= Eli Lequime =

Eli Lequime (1811–1898) was born in France and began traveling the world in 1825 at the age of fourteen. He arrived in San Francisco in 1852 for the gold rush but soon gave up. Eli returned to France and fought in the Crimean War. He returned to San Francisco by 1856 and with his new wife, Marie Louise (née Altabagoethe) he caught a boat to Victoria, British Columbia. From there, the family caught a boat to the mainland. he had two children, Bernard and Gaston. The family panned for gold at Rock Creek which is west of Osoyoos. During Eli's time at Rock Creek, his son Gaston fell into a miner's sluice box and drowned at two years of age. Eli, Marie Louise and Bernard headed for the Cariboo with the hopes of striking it rich. On their way, Marie Louise gave birth to another son, who they named Gaston.

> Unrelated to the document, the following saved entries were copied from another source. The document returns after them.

PR #1954, opened 2018-01-09
Abstract common code between install and uninstall

YaManicKill:
I got so far and then I started seeing things, I have no idea if this actually makes any sense anymore. Good luck.

### DIFF
--- a/src/plugins/packageManager.js
+++ b/src/plugins/packageManager.js
@@ -46,6 +46,7 @@ function getMetadata(json) {
 	}
 	const metadata = json.thelounge;
 	metadata.version = json.version;
+	return metadata;
 }
 
 function execNpm(command, packageName, metadata) {
@@ -92,9 +93,9 @@ function runNpmCommand(command, packageName, metadata) {
 
 function install(packageName) {
 	checkConfig()
-		.then(getPackageJson.bind(this, packageName))
-		.then(getMetadata)
-		.then(runNpmCommand.bind(this, "install", packageName))
+		.then(() => getPackageJson(packageName))
+		.then((json) => getMetadata(json))
+		.then((metadata) => runNpmCommand("install", packageName, metadata))
 		.then(() => log.info(`${colors.green(packageName)} has been successfully installed.`))
 		.catch((e) => {
 			log.error(`${e}`);
@@ -104,7 +105,7 @@ function install(packageName) {
 
 function uninstall(packageName) {
 	checkConfig()
-		.then(runNpmCommand.bind(this, "uninstall", packageName))
+		.then((metadata) => runNpmCommand("uninstall", packageName, metadata))
 		.then(() => log.info(`${colors.green(packageName)} has been successfully uninstalled.`))
 		.catch((e) => {
 			log.error(`${e}`);
--- a/src/plugins/packageManager.js
+++ b/src/plugins/packageManager.js
@@ -56,15 +56,14 @@ function install(packageName) {
 
 function uninstall(packageName) {
 	checkConfig()
-		.then(() => npm.runNpmCommand("uninstall", {packageName, returnStdOut: true}))
+		.then(() => npm.runNpmCommand("list", {packageName, returnStdOut: true, resolveOnError: true}))
 		.then((data) => {
-			if (data.includes("removed")) {
-				log.info(`${colors.green(packageName)} has been successfully uninstalled.`);
-			} else {
-				log.error(`Can't uninstall ${colors.green(packageName)} as it wasn't installed.`);
-				process.exit(1);
+			if (!data.toString().includes(packageName)) {
+				return Promise.reject(`Can't uninstall ${colors.green(packageName)} as it wasn't installed.`);
 			}
 		})
+		.then(() => npm.runNpmCommand("uninstall", {packageName}))
+		.then(() => log.info(`${colors.green(packageName)} has been successfully uninstalled.`))
 		.catch((e) => {
 			log.error(`${e}`);
 			process.exit(1);
--- a/src/plugins/packageManager.js
+++ b/src/plugins/packageManager.js
@@ -2,53 +2,45 @@
 const Helper = require("../helper");
 const colors = require("colors/safe");
 const log = require("../log.js");
+const fs = require("fs-extra");
+const path = require("path");
+const child = require("child_process");
+const packageJson = require("package-json");
+const packagesPath = Helper.getPackagesPath();
+const packagesParent = path.dirname(packagesPath);
+const packagesConfig = path.join(packagesParent, "package.json");
 
 module.exports = {
 	install,
+	uninstall,
 };
 
-function install(packageName) {
-	const fs = require("fs");
-	const fsextra = require("fs-extra");
-	const path = require("path");
-	const child = require("child_process");
-	const packageJson = require("package-json");
+function checkConfig() {
+	return fs.access(Helper.getConfigPath(), fs.constants.R_OK | fs.constants.W_OK)
+		.catch(() => Promise.reject(`${Helper.getConfigPath()} does not exist or is not readable.`));
+}
 
-	if (!fs.existsSync(Helper.getConfigPath())) {
-		log.error(`${Helper.getConfigPath()} does not exist.`);
-		return;
-	}
-
+function getPackageJson(packageName) {
 	log.info("Retrieving information about the package...");
-
-	packageJson(packageName, {
+	return packageJson(packageName, {
 		fullMetadata: true,
-	}).then((json) => {
-		if (!("thelounge" in json)) {
-			log.error(`${colors.red(packageName)} does not have The Lounge metadata.`);
+	});
+}
 
-			process.exit(1);
-		}
+function getMetadata(json) {
+	if (!("thelounge" in json)) {
+		return Promise.reject(`${colors.red(json.name)} does not have The Lounge metadata.`);
+	}
+	const metadata = json.thelounge;
+	metadata.version = json.version;
+}
 
-		log.info(`Installing ${colors.green(packageName)}...`);
-
-		const packagesPath = Helper.getPackagesPath();
-		const packagesParent = path.dirname(packagesPath);
-		const packagesConfig = path.join(packagesParent, "package.json");
-
-		// Create node_modules folder, otherwise npm will start walking upwards to find one
-		fsextra.ensureDirSync(packagesPath);
-
-		// Create package.json with private set to true to avoid npm warnings
-		fs.writeFileSync(packagesConfig, JSON.stringify({
-			private: true,
-			description: "Packages for The Lounge. All packages in node_modules directory will be automatically loaded.",
-		}, null, "\t"));
-
+function execNpm(command, packageName, metadata) {
+	return new Promise((res, rej) => {
 		const npm = child.spawn(
 			process.platform === "win32" ? "npm.cmd" : "npm",
 			[
-				"install",
+				command,
 				"--production",
 				"--no-save",
 				"--no-bin-links",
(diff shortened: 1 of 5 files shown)


src/plugins/packageManager.js
```diff
@@ -0,0 +1,113 @@
...
+const colors = require("colors/safe");
+const log = require("../log.js");
+const fs = require("fs-extra");
+const path = require("path");
+const child = require("child_process");
+const packageJson = require("package-json");
+const packagesPath = Helper.getPackagesPath();
+const packagesParent = path.dirname(packagesPath);
+const packagesConfig = path.join(packagesParent, "package.json");
+const packagesNpmrc = path.join(packagesParent, ".npmrc");
```
astorije: What problem is this solving?

I can see a few downsides of doing this, so I want to make sure I understand the decision completely before having an opinion :)

For example, I don't really like the idea that commands our code runs relies on arguments that are stored in userland (the configuration folder). Just the idea that if we want to change those, we have to migrate the saved file and keep the migration code for a few versions, or tell people to change it themselves is... not great (again, assuming I'm understanding things correctly, that might change after your answer 😁).

src/plugins/packageManager.js
```diff
@@ -0,0 +1,113 @@
...
+
+	return fs.ensureDir(packagesPath) // Create node_modules folder, otherwise npm will start walking upwards to find one
+		.then(() => fs.writeJson(packagesConfig, packageDirJson, {spaces: "\t"})) // Create package.json with private set to true to avoid npm warnings
+		.then(() => fs.writeFile(packagesNpmrc, buildNpmrcString()))
+		.then(execNpm.bind(this, command, packageName, metadata));
+}
+
+function install(packageName) {
+	checkConfig()
+		.then(getPackageJson.bind(this, packageName))
```
astorije: I notice you're using the `thing.bind(this, arg)` syntax in several places in #1619 and this PR. Any reason to that?
I know it's perfectly valid JS, but I think it's a confusing way to call a function, we should just be doing `thing(arg)` in most places.

src/plugins/packageManager.js
```diff
@@ -0,0 +1,113 @@
...
+		.then(() => log.info(`${colors.green(packageName)} has been successfully installed.`))
+		.catch((e) => {
+			log.error(`${e}`);
+			process.exit(1);
+		});
+}
+
+function uninstall(packageName) {
+	checkConfig()
+		.then(runNpmCommand.bind(this, "uninstall", packageName))
```
astorije: Because of that shared `npmrc`, `uninstall` now uses options that are for `install` only. I know npm ignores the extra parameters, but it might not do that forever (or it might not have done that for all the versions we support). 

Also, it's kinda risky because if we add other `npm` calls, it will implicitly add them, and we might not want to. I don't really like the implicit-behind-the-scenes of the rc file, it makes things too magic IMO.

src/plugins/packageManager.js
```diff
@@ -0,0 +1,113 @@
...
+		.then(() => log.info(`${colors.green(packageName)} has been successfully uninstalled.`))
+		.catch((e) => {
+			log.error(`${e}`);
+			process.exit(1);
+		});
```
astorije: This currently loses some functionality: if the package was not installed, it now says "... has been successfully uninstalled". I know this is normal npm behavior, but I added that on purpose, it's good to know that a package was actually not uninstalled, which is why I had the warning.

Also, it now creates the `package.json` file and package folder when running uninstall without having installed anything. I don't have anything against that, but that's something @xPaw [made me change](https://github.com/thelounge/lounge/pull/1938#discussion_r159850803) 😁 Any reason why we're going back to that? Just for code convenience?

astorije:
I would honestly not abstract `install` and `uninstall` together. They're 2 different commands doing 2 different things. Things like config file checking, or other "environment-related" things, sure, but that's about it.
Mixing them together because they look alike though in their early age means that we're going to have troubles when we want to add functionality, like say, checking for things before/after installing, or letting users install specific versions, etc. We're going to have to un-abstract things, so I would not DRY them up too much as of now.

But as said in comments, maybe I missed some justifications, so let me know :)

src/plugins/packageManager.js
YaManicKill: Yeah, that's a fair problem. Thankfully, @xPaw found that you can pass in `--userconfig` with a path to a file and that is used as an npmrc file. So we can keep it in thelounge app folder, and keep it up to date that way. That'll be better.

The reason I'm doing this is so we aren't passing the individual arguments to commands that don't use it. I'll explain that later on because we need to discuss that in a larger way as to why we are doing that.

src/plugins/packageManager.js
YaManicKill: Yeah, I've been getting into a bad habit of doing `getPackageJson.bind(this, packageName)` instead of `() => getPackageJson(packageName)` just because it's shorter in some cases. It's a bad habit, I'll switch.

src/plugins/packageManager.js
YaManicKill: Good catch, I shall add a check to see if the plugin is installed before trying to uninstall it.

YaManicKill:
Right, so ... I think there are 2 discussions to have here (beside the other 2 points that I'll change, they are totally legit and I'll fix them).

1. Should we remove the massive amounts of duplicate code between the 2 commands or not?
2. How should we pass the arguments to npm.

The answer to 1, IMO, is absolutely we should. 

> I would honestly not abstract install and uninstall together. They're 2 different commands doing 2 different things.

Right, sure, but they are mostly the same. Abstracting code isn't about making 2 functions that are exactly the same into 1, it's about merging code that is *mostly* the same, but making it different only where it is. The vast majority of these 2 functions are the same, but they aren't *exactly* the same, so we merge the similar code, and make it work differently depending on what we want.

> Mixing them together because they look alike though in their early age means that we're going to have troubles when we want to add functionality, like say, checking for things before/after installing, or letting users install specific versions

There are a number of things here.

Adding new functionality to them is really easy. For example, I'm just about to add a check to the uninstall that it'll check to see if it's installed already or not. You just add a function, throw it into the promise chain, and that's it. It's so much easier this way, because you are removing all the boiler plate stuff away and it's very  clear where it needs to happen. 

Users can already install specific versions. `thelounge install thelounge-theme-solarized@1.0.12` will specifically install 1.0.12. But even if we want to change how that works (I would argue we don't, but that's for a different discussion) then doing this isn't going to stop that at all. We might have to change the 1 npm function into, where 1 supports a version and one doesn't, but that's *really not hard*. 

> We're going to have to un-abstract things, so I would not DRY them up too much as of now.

This is a really silly argument, IMO. "We might have to change how this code is, so we may as well not make it nicer". I don't get this at all. All the boiler plate around spawning the npm  command...that is all the same and I don't know why you'd want to not combine that? Even if you want to pass in the arguments separately (I understand that, let's argue about that separately) why would you want the actual spawning code twice? 

Right, now, putting aside the discussion of whether we are going to use this or not, let's talk about passing the arguments to npm.

We have 3 options:

1. Using an npmrc file
2. Passing the same CLI arguments to all of them 
3. Passing the CLI arguments into the npm function that we have

I initially did number 2, which would work, but it obviously isn't ideal. If you do this, currently npm will just ignore it, and there is a possibility that they would change what it means. I mean, I'm not sure what any of the install only arguments would *mean* in an uninstall, but that's beside the point. We are passing in arguments on the CLI that we won't use, and that's not great.

So, I then did number 1. The reason behind this is this is the way that npm suggests you use for config that isn't going to change. The npmrc will always ignore commands that do nothing in uninstall because that's what it is designed to do. Even if they do decide to make some of the commands mean something, npm are pretty good at semver. The few times they have changed things, they have given us 1 major release with it deprecated, and then the next major release with it changed. So we would have at least a year to change after they announced it. If that ever happens (which I don't see happening, because none of these would make any sense to do something in an uninstall) then we can deal with it then. The other advantage is this keeps our config around npm in 1 place, not having to have it strewn across the code.

So, number 3 is the other option. It's an option, but it'll mean duplication of some of the commands. I'm not a fan of this, but if you really don't like the other 2 options, then I won't fight it too much. It feels unnecessary when it doesn't change how the code works at all, and we will just be adding more code without needing to.

src/plugins/packageManager.js
YaManicKill: Hmmm, so I was having troubles actually making this work the same way you did it. It turns out, yours doesn't work. npm still outputs something even when it didn't uninstall. So I'm now checking against the output to see whether we uninstalled or not. When not uninstalling it outputs "up to date" and when uninstalling successfully it outputs "removed 1 package". Did you manage to get this working locally, is there perhaps some setting you forgot to push?

> Also, it now creates the package.json file and package folder when running uninstall without having installed anything. I don't have anything against that, but that's something @xPaw made me change 😁 Any reason why we're going back to that? Just for code convenience?

Nope, I just hadn't realised yours didn't do that. I shall remove it :-)

YaManicKill:
Alrighty, so I have added a few commits to:

1. Remove the binds
2. Move the npmrc to the app rather than userland
3. Show an error when the user tries to uninstall something that wasn't already installed 

4. Don't create package.json when we uninstall

In terms of the npm arguments, I think having the npmrc file is a better way of doing things (because it's the expected way of passing lots of arguments like this) but if you really want them passed in the code, then I can do that for each of the commands, it just feels unnecessary.

Also, in terms of code, this is the same amount of code as it was before, but when we add the upgrade command, it'll only add a few lines of code as opposed to 70, so the more commands we have in terms of the package manager, the more this is an advantage.

src/plugins/packageManager.js
astorije: Oh boy...

screen shot 2018-01-13 at 01 15 48

astorije: For the same reason, you can't rely on keywords `removed` or `up-to-date`. Otherwise you'll keep fixing on v8 and breaking v6, then I'll stop by and fix v6, breaking v8. Repeat 😂

astorije: So, I have spent a rather extensive amount of time trying to please nvm v3 to v5 based on output of `npm uninstall` and no luck. In the end, I fixed that more cleanly in https://github.com/thelounge/lounge/pull/1974.
Yeah, it's an extra step, but it's worth it for robustness. We are less subject to npm variations (we still rely on the package name to be part in the output, but that's about it as opposed to my previous version and yours :man_shrugging:).

Also... sorry for the rebase :/

astorije:
> This is a really silly argument, IMO. "We might have to change how this code is, so we may as well not make it nicer". I don't get this at all.

It is not a silly argument. In fact, it's not even mine, premature abstraction is a thing.
Also, come on, I did not say "we may as well not make it nicer". Let's not debate like that :)

What I meant is that it might be worth not abstracting this very new command _just now_. I had the feeling the `uninstall` command would diverge from the `install` one, one way or another. Case in point: #1974
I'd rather have 2 scripts (2, not 20) tailor-made to our needs rather than having to limit ourselves just to make them 1 script. That being said, if the abstracted version is as nice and permitting as you explained it (I did not have that feeling at first review, but I need to look at the code again after your latest write-up), then I have nothing against it. It's just that too many times I have experienced early abstraction because code looks the same in 2 places, then becoming a pain to make it evolve.

> The few times they have changed things, they have given us 1 major release with it deprecated, and then the next major release with it changed. So we would have at least a year to change after they announced it.

Not quite, because over time we will support between 2 and 3 LTS versions of Node, which come with different versions of npm. For example, Node v4 ships with npm v2, Node v6 ships with npm v3, and Node v8 ships with npm v5. It means that once we release TL v3, we still need to be compatible with npm v3 and v5 (for a while), which bit us above in the `uninstall` script.

It's all good here, this is more of an aside than a comment on your PR, I just wanted to clarify that.

---

Re: abstracting the options, I'm fine with that assuming we do it correctly. For example, I'd argue that the one thing we need to abstract the most is the `--prefix` one, because all our package commands should never ever list, install, uninstall, upgrade, etc. anywhere else.
Reciprocally, some should probably stay per-command, especially if they really abstract 1 command at the moment.

src/plugins/packageManager.js
```diff
@@ -0,0 +1,118 @@
...
+		.then(() => fs.writeJson(packagesConfig, packageDirJson, {spaces: "\t"})); // Create package.json to avoid npm warnings
+}
+
+function install(packageName) {
+	checkConfig()
+		.then(() => getPackageJson(packageName))
+		.then((json) => getMetadata(json))
+		.then((metadata) => {
+			ensurePackageJsonExists();
+			return metadata;
```
astorije: Doesn't this need to be:

```js
.then((metadata) => ensurePackageJsonExists().then(() => metadata))
```

?

YaManicKill: Hmmm yes, you are right. I think I want to write a wrapper for passing through parameters anyway, as this isn't exactly nice to look at.

Of course, actually, I want to switch it to async/await because promises are such a hacky way to fix the async issue. But we can't do that until node 6 is no longer LTS. (unless we want to add babel, which I assume we don't for node). Roll on April 2019.

YaManicKill:
> It is not a silly argument. In fact, it's not even mine, premature abstraction is a thing.
Also, come on, I did not say "we may as well not make it nicer". Let's not debate like that :)

Alright, alright, maybe I was being a little unfair. However, I feel like this is a good change and I don't think this *is* premature abstraction. I'm adding an upgrade command which with the old way would mean adding 70-80 lines of code. With this, it would be 5. 

> Case in point: #1974

As I mentioned in that PR, this doesn't make your point as I added this functionality with 2/3 lines of code (can't remember exactly, I'll double check later) so, it actually makes it really nice.

>  rather than having to limit ourselves just to make them 1 script

Where are we limiting ourselves?

> Not quite, because over time we will support between 2 and 3 LTS versions of Node, which come with different versions of npm.

This is a different argument. We *will* have the time to change our code, the problem is that we'll have to maintain for multiple npm versions. That's a fair argument, but it's different. And it's not unique to this solution. It's a problem we'll have supporting npm no matter how we implement it.

And this is beside the point, which of the arguments that we use do you think they could possibly use for anything that would cause us a problem?

> For example, I'd argue that the one thing we need to abstract the most is the --prefix one

Yeah, the problem is that this one can't be stored in an npmrc, sadly, because the prefix that we use can technically change, and that'll be awkward. If the user changes their lounge home, we need to take that into consideration, which...ew.

> Reciprocally, some should probably stay per-command, especially if they really abstract 1 command at the moment.

Right, I'm not sure I agree on this one though. Using an npmrc for the commands is the supported way of making some flags always on. It is *supported* which means that if you run `npm uninstall` and you have an install only flag, it's not going to mean anything to it. This is how npm works. The npmrc is designed for exactly this purpose. 

Also, the advantage of moving this code out of the commands means that we can call them from the app in other places. For example, I'm adding a command to check if there are updates, which we can show next to the app update.

YaManicKill:
Alright, I've updated to move the npm calling into it's own module.

I know the npm function is a little complicated, but I still think this is better because:

1. The npm calling is always complex, this way we move all the complexity into 1 place, rather than having the complexity in multiple places
2. I think the calling of child_spawn is the most complex (And error prone) part of this, and for this reason I believe it's the most important bit to abstract.

I get your arguments against premature abstraction, I really do, but I don't think this is. The npm calling is horrible (I think we can all agree that) and having it written out multiple times, IMO, is going to cause us problems sometime. Adding extra functionality to the 2 calls is still quite easy (check out [my solution for using list[(https://github.com/thelounge/lounge/pull/1954/commits/e2f80050e139fdd3a46b6471e26a9fad0d1c6f37) ... yeah it was a few more lines than 2, but still pretty good, IMO).

I think this is way better than just duplicating the code, and I don't think it stops us having any of the functionality we want. If it does, we can throw it in the bin at that point, but this is definitely (IMO) better than what we have at this point.

YaManicKill:
This is clearly moving too much just now. I'll come back to it once we're more stable.

PR #1955, opened 2018-01-09
Prevent user contextmenu from opening while selecting text

### LINKED ISSUE #1945: Selecting nicknames on Android opens context menu
We should return early in click handler if there is any text selected to fix that.

xPaw:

Father Pandosy met the family on the trail and convinced them to come to Okanagan Mission with him. In 1861, Eli registered a land claim northeast of the Mission. Eli built a log home and a trading post on his new property. His store soon became the social and business hub of the area. Eli and Marie Louise had two more children at the Mission, Aminade (1866) and Leon (1870). The Lequime family had over 1,300 heads of cattle and had more than two thousand acres of land. Eli lived in the Mission Valley for twenty-seven years. When he was seventy, Eli decided to move back to San Francisco. By 1888 Eli was in San Francisco with his daughter, Aminade and his niece, Dorothy. Marie Louise would join him a couple years later. In 1905, Eli Lequime's homestead was added to the K.L.O. company for $12,000.00.